Filter the listing below, copying every line in which the word "assets" appears.
# # # #
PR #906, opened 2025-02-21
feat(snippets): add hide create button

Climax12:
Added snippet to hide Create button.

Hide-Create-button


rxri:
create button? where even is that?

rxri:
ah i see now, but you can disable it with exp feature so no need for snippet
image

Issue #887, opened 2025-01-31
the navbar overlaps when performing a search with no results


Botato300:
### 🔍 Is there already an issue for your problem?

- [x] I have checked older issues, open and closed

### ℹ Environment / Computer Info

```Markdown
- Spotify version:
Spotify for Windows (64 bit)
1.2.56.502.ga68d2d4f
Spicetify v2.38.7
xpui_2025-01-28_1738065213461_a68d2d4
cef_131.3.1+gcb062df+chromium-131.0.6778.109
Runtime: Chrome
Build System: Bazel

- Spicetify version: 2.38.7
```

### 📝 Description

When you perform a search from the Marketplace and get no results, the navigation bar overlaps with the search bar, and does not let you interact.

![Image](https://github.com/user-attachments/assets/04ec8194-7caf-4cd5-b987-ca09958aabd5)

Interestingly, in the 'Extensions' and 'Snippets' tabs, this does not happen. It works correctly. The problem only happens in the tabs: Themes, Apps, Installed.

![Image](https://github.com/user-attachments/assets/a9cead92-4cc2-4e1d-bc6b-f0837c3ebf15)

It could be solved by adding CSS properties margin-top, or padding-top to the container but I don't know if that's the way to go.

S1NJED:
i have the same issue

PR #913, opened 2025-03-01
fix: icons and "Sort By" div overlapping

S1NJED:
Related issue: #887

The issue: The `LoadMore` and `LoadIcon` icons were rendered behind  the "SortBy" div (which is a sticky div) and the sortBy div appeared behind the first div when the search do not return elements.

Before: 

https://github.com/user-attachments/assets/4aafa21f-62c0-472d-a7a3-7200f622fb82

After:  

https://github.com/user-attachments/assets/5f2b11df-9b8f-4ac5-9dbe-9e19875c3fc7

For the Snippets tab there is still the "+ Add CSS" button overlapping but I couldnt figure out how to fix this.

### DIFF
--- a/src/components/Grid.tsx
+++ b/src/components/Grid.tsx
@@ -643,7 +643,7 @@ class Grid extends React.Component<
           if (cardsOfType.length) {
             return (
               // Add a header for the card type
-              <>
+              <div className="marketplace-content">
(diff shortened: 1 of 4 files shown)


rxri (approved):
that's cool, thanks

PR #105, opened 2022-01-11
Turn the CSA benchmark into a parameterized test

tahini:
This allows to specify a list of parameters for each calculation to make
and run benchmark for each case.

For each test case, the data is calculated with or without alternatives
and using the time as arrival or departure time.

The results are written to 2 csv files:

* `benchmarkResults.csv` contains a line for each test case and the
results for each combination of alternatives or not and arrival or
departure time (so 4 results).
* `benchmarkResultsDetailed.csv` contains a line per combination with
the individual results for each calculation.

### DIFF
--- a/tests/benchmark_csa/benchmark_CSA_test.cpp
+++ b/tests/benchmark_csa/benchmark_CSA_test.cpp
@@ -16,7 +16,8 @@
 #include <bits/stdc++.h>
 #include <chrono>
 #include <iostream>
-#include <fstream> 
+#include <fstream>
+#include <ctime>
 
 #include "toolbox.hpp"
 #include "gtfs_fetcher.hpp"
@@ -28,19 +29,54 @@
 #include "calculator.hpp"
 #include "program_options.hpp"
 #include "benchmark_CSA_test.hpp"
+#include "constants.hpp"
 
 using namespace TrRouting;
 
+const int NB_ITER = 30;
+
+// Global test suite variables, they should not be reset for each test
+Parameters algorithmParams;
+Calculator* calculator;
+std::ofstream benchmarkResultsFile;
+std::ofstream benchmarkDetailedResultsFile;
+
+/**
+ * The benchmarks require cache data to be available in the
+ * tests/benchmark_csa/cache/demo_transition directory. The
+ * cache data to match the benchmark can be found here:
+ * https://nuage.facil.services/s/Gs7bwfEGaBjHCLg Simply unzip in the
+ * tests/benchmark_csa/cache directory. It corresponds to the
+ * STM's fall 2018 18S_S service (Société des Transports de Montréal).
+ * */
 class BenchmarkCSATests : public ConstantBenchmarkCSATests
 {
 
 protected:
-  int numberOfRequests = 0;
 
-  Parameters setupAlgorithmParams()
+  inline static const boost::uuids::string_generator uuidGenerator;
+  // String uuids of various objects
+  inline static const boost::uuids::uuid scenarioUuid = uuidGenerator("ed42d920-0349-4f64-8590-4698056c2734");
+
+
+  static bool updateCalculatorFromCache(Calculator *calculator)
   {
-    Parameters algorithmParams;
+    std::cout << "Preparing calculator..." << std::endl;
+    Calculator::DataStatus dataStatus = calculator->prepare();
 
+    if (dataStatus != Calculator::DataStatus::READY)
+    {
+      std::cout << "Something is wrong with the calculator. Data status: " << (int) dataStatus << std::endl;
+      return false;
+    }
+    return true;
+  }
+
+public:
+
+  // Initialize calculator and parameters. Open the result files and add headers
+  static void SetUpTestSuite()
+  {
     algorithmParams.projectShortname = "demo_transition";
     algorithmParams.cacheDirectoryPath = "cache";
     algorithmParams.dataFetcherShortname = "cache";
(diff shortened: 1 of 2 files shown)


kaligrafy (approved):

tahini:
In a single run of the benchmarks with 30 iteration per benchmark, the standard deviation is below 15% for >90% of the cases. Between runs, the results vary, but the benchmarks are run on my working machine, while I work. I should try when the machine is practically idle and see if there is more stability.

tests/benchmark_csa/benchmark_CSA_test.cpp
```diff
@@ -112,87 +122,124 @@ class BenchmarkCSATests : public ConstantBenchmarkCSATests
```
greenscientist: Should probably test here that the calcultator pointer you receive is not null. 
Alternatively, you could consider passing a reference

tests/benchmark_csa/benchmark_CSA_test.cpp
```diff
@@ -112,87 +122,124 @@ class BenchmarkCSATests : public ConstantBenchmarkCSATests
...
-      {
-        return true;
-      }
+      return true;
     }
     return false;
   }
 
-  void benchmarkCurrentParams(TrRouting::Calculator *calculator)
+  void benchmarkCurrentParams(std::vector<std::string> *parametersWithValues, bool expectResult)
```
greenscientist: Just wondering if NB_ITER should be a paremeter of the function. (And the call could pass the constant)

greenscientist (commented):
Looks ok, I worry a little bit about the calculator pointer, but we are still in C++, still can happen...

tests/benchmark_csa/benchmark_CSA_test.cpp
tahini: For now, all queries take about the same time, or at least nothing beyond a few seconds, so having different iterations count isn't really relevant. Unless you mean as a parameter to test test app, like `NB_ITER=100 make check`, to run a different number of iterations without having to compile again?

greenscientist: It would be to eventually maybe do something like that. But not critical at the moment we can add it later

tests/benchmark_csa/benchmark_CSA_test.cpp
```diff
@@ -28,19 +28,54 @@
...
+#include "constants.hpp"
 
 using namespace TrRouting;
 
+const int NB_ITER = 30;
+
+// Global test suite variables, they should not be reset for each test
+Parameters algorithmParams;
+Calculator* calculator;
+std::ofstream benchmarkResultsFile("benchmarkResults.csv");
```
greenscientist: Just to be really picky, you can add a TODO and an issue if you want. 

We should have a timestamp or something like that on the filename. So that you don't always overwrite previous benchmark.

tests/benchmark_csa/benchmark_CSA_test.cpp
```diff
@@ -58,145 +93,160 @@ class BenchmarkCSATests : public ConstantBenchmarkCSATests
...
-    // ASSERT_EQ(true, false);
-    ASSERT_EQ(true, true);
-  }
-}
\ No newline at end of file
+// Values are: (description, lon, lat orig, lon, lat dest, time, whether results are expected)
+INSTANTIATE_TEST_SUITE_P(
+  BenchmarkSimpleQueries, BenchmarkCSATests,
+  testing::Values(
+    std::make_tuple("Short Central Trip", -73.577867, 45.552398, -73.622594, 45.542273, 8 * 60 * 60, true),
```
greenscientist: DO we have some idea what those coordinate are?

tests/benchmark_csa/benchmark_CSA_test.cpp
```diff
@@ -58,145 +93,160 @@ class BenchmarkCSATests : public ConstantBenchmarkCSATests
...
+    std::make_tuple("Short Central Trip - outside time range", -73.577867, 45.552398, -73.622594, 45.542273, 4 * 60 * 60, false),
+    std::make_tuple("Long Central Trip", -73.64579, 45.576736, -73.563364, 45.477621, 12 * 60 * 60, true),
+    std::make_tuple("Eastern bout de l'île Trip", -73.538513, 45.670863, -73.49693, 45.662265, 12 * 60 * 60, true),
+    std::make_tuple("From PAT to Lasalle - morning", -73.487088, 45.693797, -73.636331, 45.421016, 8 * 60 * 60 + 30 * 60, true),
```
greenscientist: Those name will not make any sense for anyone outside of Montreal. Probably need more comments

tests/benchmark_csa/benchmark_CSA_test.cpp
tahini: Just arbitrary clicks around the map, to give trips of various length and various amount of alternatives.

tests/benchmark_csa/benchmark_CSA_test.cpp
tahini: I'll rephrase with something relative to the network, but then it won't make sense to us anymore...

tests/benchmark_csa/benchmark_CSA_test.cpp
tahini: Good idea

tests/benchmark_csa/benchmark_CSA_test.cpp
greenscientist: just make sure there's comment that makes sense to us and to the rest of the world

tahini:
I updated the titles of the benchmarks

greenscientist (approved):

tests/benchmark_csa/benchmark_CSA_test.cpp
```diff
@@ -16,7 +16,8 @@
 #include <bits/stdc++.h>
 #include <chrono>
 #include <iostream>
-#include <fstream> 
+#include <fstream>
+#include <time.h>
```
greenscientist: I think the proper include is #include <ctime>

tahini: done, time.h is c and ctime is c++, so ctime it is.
# # # #
COMPLETED TASK:
![Image](https://github.com/user-attachments/assets/04ec8194-7caf-4cd5-b987-ca09958aabd5)
![Image](https://github.com/user-attachments/assets/a9cead92-4cc2-4e1d-bc6b-f0837c3ebf15)
https://github.com/user-attachments/assets/4aafa21f-62c0-472d-a7a3-7200f622fb82
https://github.com/user-attachments/assets/5f2b11df-9b8f-4ac5-9dbe-9e19875c3fc7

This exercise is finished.